Obfuscation classification via Machine Learning

Back to the list of Speakers and Sessions
Watch the stream
In this work we build a machine learning classifier that distinguishes between cleartext and obfuscated code. Starting with JavaScript, we extend our techniques to Python and PHP.

Client-side protection is one of the key pillars on Imperva’s quest to protect its customers from attackers. Obfuscation is one of the ubiquitous methods to hide malicious code. Being able to distinguish between cleartext JavaScript documents and obfuscated ones is a first but crucial step in this endeavor.

In this work we first survey the variety of methods and techniques used to obfuscate JavaScript code. We analyze 10+ open-source JavaScript obfuscators and show their similarities and differences. For example, all obfuscators employ variable renaming, but the output distributions differ across obfuscators (e.g., in terms of the lengths of the renamed variables).

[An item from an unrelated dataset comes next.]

PR #231, opened 2023-12-03
Rewrite scubainit in Rust

JonathonReinhart:


JonathonReinhart:
This was not intended to be "merged". I accidentally had the upstream branch of my local branch set to "origin/main". So when I did `git push`, it actually updated `main` which marked this PR as "merged". I force-pushed `main` back to where it was.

This allows us to extract several families of features. Some of them require careful feature engineering, while others are more general and follow well-known NLP techniques. Next, we survey prior art from the literature and discuss several natural approaches to this problem.

Finally, we suggest obfuscator-agnostic methods to build state-of-the-art machine learning classifier for this problem.

Although we used JavaScript as a starting point of our research, our techniques generalize nicely to additional programming languages. In other languages, as opposed to JavaScript, obfuscation is a much stronger evidence for maliciousness. Therefore our techniques there are of special interest.